DIRECTIONS » Output every line of the listing as it stands.

SUPPLIED MATERIAL »
※ ※ ※
Issue #3836, opened 2025-02-27
Use of contenteditable in the editor


dae:
> Thanks for starting this refactor. I use Anki every day and spent a significant amount of time trying to figure out how the editor works to try to fix some bugs, but really couldn’t make heads or tails of it. I thought this would be right up my alley since I used to work on text input and editing for Chrome for Android, but there’s quite a lot of complexity in the current Anki editor code. Here are my notes (you can search “Reproducible bug #1” and “bugs to fix” for specific things I was trying to fix):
※ ※ ※
SOLUTION FOR THIS PROBLEM »
Issue #3836, opened 2025-02-27
Use of contenteditable in the editor


dae:
> Thanks for starting this refactor. I use Anki every day and spent a significant amount of time trying to figure out how the editor works to try to fix some bugs, but really couldn’t make heads or tails of it. I thought this would be right up my alley since I used to work on text input and editing for Chrome for Android, but there’s quite a lot of complexity in the current Anki editor code. Here are my notes (you can search “Reproducible bug #1” and “bugs to fix” for specific things I was trying to fix):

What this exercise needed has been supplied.